The new tool leverages patented machine learning technology developed at the University of Southern California Viterbi School of Engineering to rapidly analyze the text of a script to determine its number of male and female characters and whether they are representative of the real population at large. The technology also can discern the numbers of characters who are people of color, LGBTQI, possess disabilities or belong to other groups typically underrepresented and failed by Hollywood storytelling.

In addition to counting up the representation of genders and races or ethnic identities of characters in a script, the tool can break down the quality of the representation in terms of the dialogue, including total number of words and the “level of sophistication of the vocabulary they use.” It also assesses “the relative social status or positions of power assigned to the characters by group.”

Davis said that her organization will be working with Disney for a “year using this tool to help their decision-making, identify opportunities to increase diversity and inclusion in the manuscripts that they receive.” 

It’s interesting that Disney is doing this now, as it has come under fire in the past for depicting negative sexist and racist stereotypes in its animated films. See the videos below:

  

 

Disney has changed its story lines and script to get more in tune with modern sensibilities in recent years. That’s how we were able to go from the first princess Snow White, who is not only domesticity incarnate but the “fairest of them all,” to the Polynesian princess Moana, who leaves her home not to flee for her life but to save her people as their ruler.
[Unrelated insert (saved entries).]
PR #8278, opened 2020-05-13
feat(core/managed): add version unpin flow to Environments

erikmunson:
We recently added the ability to pin a version to an environment manually, and based on early feedback it's clear that unpinning is equally as important _even if_ we don't yet have the API machinery to give us confidence-building data like which version will be deployed when you unpin. You'll note I've kept the explanatory/help text pretty simple and sparse, and it's specifically because I don't want to invest there until we have more data to supply a better experience.

Opening as a draft for now, but the only missing piece is an 'unpin' icon which we don't yet have. Here's what the flow looks like:

**Pinned version:**
Screen Shot 2020-05-13 at 9 45 41 AM

**Clicking on the top level 'unpin' button:**
Screen Shot 2020-05-13 at 9 46 04 AM

**Clicking the quick 'unpin' button on the pinned version card:**
Screen Shot 2020-05-13 at 9 46 24 AM

cc @gcomstock


erikmunson:
@gcomstock a couple non-urgent UX questions for you about this:

- How useful/important is it to have a top-level Unpin button that sits next to the existing Pin button? I was left kind of not sure whether it was useful or just noisy/distracting. I think one thing we've learned from pipeline executions is that the top level 'Start manual execution' button doesn't really get used that much, most people go to the pipeline they want to start and hit the button there. Wondering if we'll see a similar dynamic here where people will naturally gravitate toward the card with the Unpin button?
- If we do decide to keep the top level one, what are your thoughts on hiding it entirely when a version is not current pinned anywhere? that's the behavior i have right now, but for the Pin button today i'm not hiding it when the version is pinned to all environments — I'm just disabling the button. I sort of wonder if that behavior will look weird. Maybe I'm getting too detail oriented about it

app/scripts/modules/core/src/managed/UnpinArtifactModal.tsx
```diff
@@ -0,0 +1,195 @@
+import React, { memo, useCallback } from 'react';
```
erikmunson, line 1: you'll note this file looks... very similar to the `PinArtifactModal` component. I explicitly decided to duplicate instead of trying to re-use chunks because in my experience trying to go to reusable chunks too fast in these cases is often counter productive and leads to headaches and refactors. I also expect things to diverge even further between the two as we add more features to both flows. Either way we can always consolidate in the future if it turns out to be useful

vigneshm:
> How useful/important is it to have a top-level Unpin button that sits next to the existing Pin button? I was left kind of not sure whether it was useful or just noisy/distracting. I think one thing we've learned from pipeline executions is that the top level 'Start manual execution' button doesn't really get used that much, most people go to the pipeline they want to start and hit the button there. Wondering if we'll see a similar dynamic here where people will naturally gravitate toward the card with the Unpin button?

Thanks for pointing it out. The first thought that came to mind when I saw the screenshot was why do I see both pin and unpin buttons at the top? It kind of made sense after I saw that this version was pinned in one of the environments. However, more generally I like to see the options presented at the place where it makes the most sense (in this case having it in the card seems the best place to me).

vigneshm:
The code changes look good to me. I'll approve once greg gives his opinion?

gcomstock:
> @gcomstock a couple non-urgent UX questions for you about this:
> 
> * How useful/important is it to have a top-level Unpin button that sits next to the existing Pin button? I was left kind of not sure whether it was useful or just noisy/distracting. I think one thing we've learned from pipeline executions is that the top level 'Start manual execution' button doesn't really get used that much, most people go to the pipeline they want to start and hit the button there. Wondering if we'll see a similar dynamic here where people will naturally gravitate toward the card with the Unpin button?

There were many other princesses in between that allowed Disney to showcase Native Americans, Asians, African-Americans, etc., as well as princesses who didn’t just end married and living happily, as in the case of Brave. There are also a whole slew of Disney remakes of its animated films with live actors, which is giving the famed studio a chance to not just update the look of a film but to bring it into the more modern age with respect to the representation of race and sex.
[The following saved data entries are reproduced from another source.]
PR #8279, opened 2020-05-13
refactor(core/presentation): migrate useData and useLatestPromise to use PromiseLike, not IPromise

christopherthielen:
Let's start migrating away from `IPromise` in our typing wherever we can


erikmunson:
question for future Erik: are there limitations to when/where you can move an `IPromise` to a `PromiseLike`? If so what would you advise looking at to decide when to replace vs. not?

PR #8281, opened 2020-05-14
refactor(core): Convert SecurityGroupFilters to react

caseyhebebrand:
- Reactify `SecurityGroupFilters`
- minor update to `FilterCheckbox`
- backwards compatibility with angular deps
- removed unused modules


caseyhebebrand:
> The state management of the filters is something that is heavily edited based on AngularJS paradigms. When all filter components are react, we could potentially rewrite, detangle, and simplify.

Agreed, I think the state management can be much simpler and then we will not need some of the extra code meant to sync up states with Angular

PR #8287, opened 2020-05-15
fix(pipelines): prevent pipelineConfig pollution caused by retrying a trigger unsuccessfully.

cristhian-castaneda:
When this issue happens https://github.com/spinnaker/spinnaker/issues/5682, there is a not expected behavior that adds unwanted data to `pipelineConfig`. 

These are the steps to reproduce:

1). Click `Retry` on any pipeline execution that doesn't implement `manualExecutionComponent` 

Getting this error:

```
PromiseObservable.js:76 Uncaught TypeError: Cannot read property 'formatLabel' of null
    at Triggers.updateTriggerDescription (Triggers.tsx:30)
    at Triggers.componentDidMount (Triggers.tsx:53)
    at commitLifeCycles (react-dom.development.js:17334)
    at commitAllLifeCycles (react-dom.development.js:18736)
    at HTMLUnknownElement.callCallback (react-dom.development.js:149)
    at Object.invokeGuardedCallbackDev (react-dom.development.js:199)
    at invokeGuardedCallback (react-dom.development.js:256)
    at commitRoot (react-dom.development.js:18948)
    at eval (react-dom.development.js:20418)
    at Object.unstable_runWithPriority (scheduler.development.js:255)
```

2) Click on configure -> Pipeline Actions -> Edit as JSON 

What we have: 
Image 2020-05-14 at 9 58 11 PM

What we should have:
Image 2020-05-14 at 9 59 42 PM

So, this PR avoid this strange behavior ensuring the correct state of pipelineConfig


cristhian-castaneda:
@maggieneterval

maggieneterval:
Hi @cristhian-castaneda, thanks for the PR! Looks like @danielpeach opened the original issue you mentioned, so going to loop him in to review this since he likely has more context. Thanks!

app/scripts/modules/core/src/pipeline/config/pipelineConfig.controller.spec.js
```diff
@@ -29,6 +29,11 @@ describe('Controller: PipelineConfigCtrl', function() {
       },
       app: application,
     });
+    application.pipelineConfigs.activate();
```
danielpeach, line 32: The description of this test case is `'should initialize immediately if pipeline configs are already present'`. This change is the opposite of this - it's saying that "even if the pipeline configs are already loaded, I want to reload them". Would delete this test case and include a different one that demonstrates that behavior.

danielpeach:
@christopherthielen 

We have customers that have the following problem:
- They do something in the executions tab and unintentionally mutate a pipeline config. In the example that Cristhian is giving, it's actually the trigger payload from a previous execution that ends up in the config.
- They go into the pipeline config screen
- They save the pipeline and capture the mutation, which can break their pipeline.

It seems like there are a few code paths that can cause this kind of problem. How would you solve this? Reloading all of the configs doesn't seem ideal, but neither does tracking down the source of state mutation that can happen anywhere in the app.

maggieneterval:
@danielpeach my quick guess is we're mutating the trigger somewhere in [here](https://github.com/spinnaker/deck/blob/master/app/scripts/modules/core/src/pipeline/manualExecution/ManualPipelineExecutionModal.tsx#L295) when we actually want to be mutating a deep copy?

christopherthielen:
Oh wow we’ve seen this at Netflix too! I will try to look more in depth next week.

christopherthielen:
> @cristhian-castaneda Merge branch 'master' into fix/clean-up-pipelineConfigs 4497efe
> @cristhian-castaneda Merge branch 'master' into fix/clean-up-pipelineConfigs db8e138
> @cristhian-castaneda Merge branch 'master' into fix/clean-up-pipelineConfigs

FWIW if you mark the pull request as "allow edits from maintainers" then mergify bot can merge master into your branch automatically

https://help.github.com/en/github/collaborating-with-issues-and-pull-requests/allowing-changes-to-a-pull-request-branch-created-from-a-fork#enabling-repository-maintainer-permissions-on-existing-pull-requests

maggieneterval:
I'm still a little confused by this solution...were we not able to identify the root cause of pipelines sometimes being mutated when doing a manual execution?

christopherthielen:
We didn't track down the actual mutation in re-run dialog.  If we do track it down and fix it, there is still the potential for some other code doing the same (intentionally or unintentionally).  

I think the safest thing to do is to always get a fresh copy of the pipeline config before editing.  Even if there _wasn't_ code that mutates these configs, I still think fetching the pipeline config before editing is a good practice so you know you're not editing a stale config (somebody else could be editing the pipeline at the same time).

cristhian-castaneda:

cristhian-castaneda:

cristhian-castaneda:
@spinnakerbot cherry-pick 1.20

But there still have been quite a few slip ups along the way even in the films intended to be a lot more progressive than its predecessors. 

The galaxy may be far, far away, but the film was not a long time ago

One striking example of surprisingly persistent sexism in the Disney universe is the 2016 Star Wars film Rogue One. Sure, there’s a female hero at the center of the film rather than a young man trying to find himself and come into his destiny by tapping into the power of the Force. There were even some women fliers among the rebels.

But did you notice something? Every single one of the scientists and engineers appearing in the movie was a man.  

The protagonist's father was the chief scientist leading a team of male engineers. Even if Disney was not yet ready to allow our heroine’s mother to be the scientist (so I don’t know why not) the producers could have at least included some women among the engineering group. But they didn't, and that obvious oversight is something that should make the producers at Disney blush.

So if the new AI tool catches what is obvious to anyone who is aware that roles do not have to be gendered and that you don’t get away with assuming all engineers and scientists are men just because you created a strong female lead, that would be a good thing for film.